God dwells in a day called Today. In our sin, we are rebellious children who want to dwell in the past or the future instead of God’s present. I have come to believe disobedience to the fourth commandment is one of the most destructive sins we commit. When we ignore sabbath, we remove the boundaries God gave for our stability and security, as well as our enjoyment of God in His creation. We dethrone God and claim autonomy.
To paraphrase G.K. Chesterton, if we imagine our lives like children playing on the flat grassy top of an island in the sea, “so long as there was a wall round the cliff's edge they could fling themselves into every frantic game and make the place the noisiest of nurseries.” But we have knocked the wall down, “leaving the naked peril of the precipice. They did not fall over; but when their friends returned to them they were all huddled in terror in the centre of the island; and their song had ceased.” (Orthodoxy, p. 310) Sabbath is the wall we didn’t think we needed, and we have knocked it down, and it has led to increased fear, anxiety, depression, feelings of worthlessness, and malformed children.
Here’s the good news. Jesus came to rescue children and lead them into rest. Hebrews 2 tells us,
Hebrews 2:14–15 ESV
Since therefore the children share in flesh and blood, he himself likewise partook of the same things, that through death he might destroy the one who has the power of death, that is, the devil, and deliver all those who through fear of death were subject to lifelong slavery.
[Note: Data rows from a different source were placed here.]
PR #528, opened 2018-02-25
Manual merge

kunicmarko20:
Just merge, don't approve.

### DIFF
--- a/src/Component/Basket/BasketElement.php
+++ b/src/Component/Basket/BasketElement.php
@@ -277,14 +277,14 @@ class BasketElement implements \Serializable, BasketElementInterface
      */
     public function getPrice($vat = false)
     {
-        $price = $this->price;
+        $price = (string) $this->price;
 
         if (!$vat && true === $this->isPriceIncludingVat()) {
-            $price = bcdiv($price, bcadd(1, bcdiv($this->getVatRate(), 100)));
+            $price = bcdiv($price, bcadd('1', bcdiv((string) $this->getVatRate(), '100')));
         }
 
         if ($vat && false === $this->isPriceIncludingVat()) {
-            $price = bcmul($price, bcadd(1, bcdiv($this->getVatRate(), 100)));
+            $price = bcmul($price, bcadd('1', bcdiv((string) $this->getVatRate(), '100')));
         }
 
         return $price;
--- a/composer.json
+++ b/composer.json
@@ -57,8 +57,7 @@
     },
     "conflict": {
         "friendsofsymfony/rest-bundle": "<2.2 || >=3.0",
-        "jms/serializer": "<0.13",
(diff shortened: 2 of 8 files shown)


src/Component/Basket/BasketElement.php
```diff
@@ -202,11 +202,11 @@ public function getUnitPrice($vat = false)
         $price = (string) $this->unitPrice;
 
         if (!$vat && $this->isPriceIncludingVat()) {
-            $price = bcdiv($price, bcadd('1', bcdiv((string) $this->getVatRate(), '100')));
+            $price = bcdiv($price, bcadd('1', (string) bcdiv((string) $this->getVatRate(), '100')));
```
jordisala1991: some of this is unnecesary, please have a look at the whole type hint thing, the original code already has some (string) because this change was already on master

kunicmarko20: bcdiv can return null `http://php.net/manual/en/function.bcdiv.php#refsect1-function.bcdiv-returnvalues` so this is needed because bcadd expects string?

kunicmarko20: ah, but our divisior is not 0, my bad, will fix it

kunicmarko20: fixed.

src/Component/Basket/BasketElement.php
```diff
@@ -206,7 +206,7 @@ public function getUnitPrice($vat = false)
         }
 
         if ($vat && !$this->isPriceIncludingVat()) {
-            $price = bcmul($price, bcadd('1', bcdiv((string) $this->getVatRate(), '100')));
+            $price = bcmul((string) $price, bcadd('1', bcdiv((string) $this->getVatRate(), '100')));
```
jordisala1991: $price is already a string, see above

src/Component/Basket/BasketElement.php
```diff
@@ -280,11 +280,11 @@ public function getPrice($vat = false)
         $price = $this->price;
 
         if (!$vat && true === $this->isPriceIncludingVat()) {
-            $price = bcdiv($price, bcadd(1, bcdiv($this->getVatRate(), 100)));
+            $price = bcdiv($price, bcadd('1', bcdiv($this->getVatRate(), '100')));
```
jordisala1991: this $price used in bcdiv needs a cast

jordisala1991:
Not sure if my review changes makes sense, it was wrong on 2.x or got wrong when merging?

kunicmarko20:
They make sense, but I think you did not catch everything with that pr on tests, I needed to fix someone additional things to get fixtures work on the sandbox and now it is merging to master. I fixed the things you pointed out.

PR #530, opened 2018-03-09
Cast arguments to right type

kunicmarko20:
I am targeting this branch, because this is BC fix.

## Subject

I guess I missed few types last time, hopefully, there is no more.


greg0ire:
Does this really fix something on the stable branch? Or does it fix something on the master branch after being merged into it. If it's the latter, I think this should be labeled pedantic, because nobody awaits a release for this, which means you could remove the changelog.

kunicmarko20:
Changed.

jordisala1991:
Thank you @kunicmarko20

We have a high priest in Jesus who understands our weakness. But Jesus is also the faithful son who never rebelled and claimed autonomy from God the Father. Jesus’ death as the only obedient son destroyed the power of death. When He died for our sins, for our rebellion against God’s provision and salvation, he freed us from slavery to the fear of death. He declared, “It is finished” and then He rested on the sabbath.
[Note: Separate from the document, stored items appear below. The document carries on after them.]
PR #542, opened 2018-07-06
Clean PHPDoc

core23:
I am targeting this branch, because this is BC.

## Subject

Fixed some PHPDoc

### DIFF
--- a/src/ProductBundle/Command/GenerateProductCommand.php
+++ b/src/ProductBundle/Command/GenerateProductCommand.php
@@ -45,8 +45,10 @@ class GenerateProductCommand extends ContainerAwareCommand
     /**
      * @see Command
      *
-     * @throws \InvalidArgumentException When namespace doesn't end with Bundle
-     * @throws \RuntimeException         When bundle can't be executed
+     * @param InputInterface  $input
+     * @param OutputInterface $output
+     *
+     * @throws \Exception
      */
     protected function execute(InputInterface $input, OutputInterface $output): void
     {
--- a/src/ProductBundle/Command/GenerateProductCommand.php
+++ b/src/ProductBundle/Command/GenerateProductCommand.php
@@ -27,9 +27,6 @@ use Symfony\Component\Filesystem\Filesystem;
  */
 class GenerateProductCommand extends ContainerAwareCommand
 {
-    /**
-     * @see Command
-     */
     protected function configure(): void
     {
         $this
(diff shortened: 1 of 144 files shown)


src/ProductBundle/Model/BaseProductProvider.php
```diff
@@ -767,9 +704,12 @@ public function synchronizeVariationsPackages(ProductInterface $product, ArrayCo
     // BASKET RELATED FUNCTIONS
 
     /**
-     * (non-PHPdoc).
-     *
      * @see \Sonata\Component\Product\ProductProviderInterface::createBasketElement()
+     *
+     * @param ProductInterface|null $product
+     * @param array                 $options
```
kunicmarko20: these types are already defined,

src/ProductBundle/DependencyInjection/SonataProductExtension.php
```diff
@@ -28,8 +28,10 @@ class SonataProductExtension extends Extension
     /**
      * Loads the product configuration.
      *
-     * @param array            $configs   An array of configuration settings
+     * @param array            $configs An array of configuration settings
      * @param ContainerBuilder $container A ContainerBuilder instance
```
kunicmarko20: types are already defined, don't see any value in comments as the names explain well

src/ProductBundle/Controller/ProductVariationAdminController.php
```diff
@@ -23,10 +23,11 @@
 class ProductVariationAdminController extends Controller
 {
     /**
-     * @throws \Symfony\Component\Security\Core\Exception\AccessDeniedException
-     * @throws \Symfony\Component\HttpKernel\Exception\NotFoundHttpException
+     * @param Request|null $request
```
kunicmarko20: not needed

src/ProductBundle/Command/GenerateProductCommand.php
```diff
@@ -45,8 +45,10 @@ protected function configure(): void
     /**
      * @see Command
      *
-     * @throws \InvalidArgumentException When namespace doesn't end with Bundle
-     * @throws \RuntimeException         When bundle can't be executed
+     * @param InputInterface  $input
+     * @param OutputInterface $output
```
kunicmarko20: not needed

kunicmarko20:
We have 7.1 on master, half of this param comments are not needed, also return type comments could be replaced with a return type.

PR #543, opened 2018-07-06
Fixed GenerateProductCommand

core23:
I am targeting this branch, because the 2.x branch looks dead.

## Changelog

```markdown
### Fixed
- Add quotes to yaml strings when generating it
- Generated product classes start with an uppercase char
- Fixed wrong argument for `*ProductProvider`
```

## Subject

This are some fixes for the product generator.

### DIFF
--- a/src/ProductBundle/Command/GenerateProductCommand.php
+++ b/src/ProductBundle/Command/GenerateProductCommand.php
@@ -149,7 +149,7 @@ class GenerateProductCommand extends ContainerAwareCommand
     {{ service }}.type:
         class: Application\Sonata\ProductBundle\Provider\{{ product }}ProductProvider
         arguments:
-            - "@serializer"
+            - "@jms_serializer"
 
 <info>2. Add this service configuration</info>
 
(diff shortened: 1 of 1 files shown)


src/ProductBundle/Command/GenerateProductCommand.php
```diff
@@ -131,7 +131,7 @@ protected function execute(InputInterface $input, OutputInterface $output): void
             sprintf('%s/Resources/views/Entity', $bundle_dir),
         ]);
 
-        $product = $input->getArgument('product');
+        $product = ucfirst($input->getArgument('product'));
```
covex-nn: Is this the only place, where input argument must be modified? I found 7 places in `execute`, where `$input->getArgument('product')` is called

kunicmarko20:
Does it make sense to tag this with patch as it is master?

core23:
> Does it make sense to tag this with patch as it is master?

In general, yes. But there is no activity on the *stable* branch. I will try to make the master the new stable branch.

kunicmarko20:
I see, great work!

When He rose on the eighth day, it was the beginning of the new creation. Jesus completed the work of salvation, and invites us to join Him in the sabbath of sabbaths, a year of jubilee, the seventh sabbatical year when all the slaves were freed. If your sabbath rhythm does not include breaking the patterns of addiction to distraction and deepening your satisfaction in your identity in Jesus Christ, you’re missing the fullness.
Jesus is the way we enter God’s rest.
Hebrews 4:9–10 ESV
So then, there remains a Sabbath rest for the people of God, for whoever has entered God’s rest has also rested from his works as God did from his.
You don’t work to earn your rest in God. Jesus has completed the work. It is finished. In Christ, you are the child that can run confidently to the throne of the King of the universe, who is now your Father.
Hebrews 4:16 ESV
Let us then with confidence draw near to the throne of grace, that we may receive mercy and find grace to help in time of need.
In Jesus, we have provision and salvation. Come to the table and partake.
Questions for Discussion
What is something you put into practice from last week’s passage, Genesis 1:26-31, and what did God teach you?
Do you have a weekly rhythm that includes sabbath? How is God using that in your life?
What are some patterns that keep us from sabbath rest?
What do we learn about God in our passage?
Did God need to rest? Why does He stop work on the seventh day?
What do we learn about ourselves in this passage?
What is the blessing of the seventh day? In what way is it holy?
In what way does Jesus fulfill God’s purpose for sabbath?
How will you respond to this passage this week?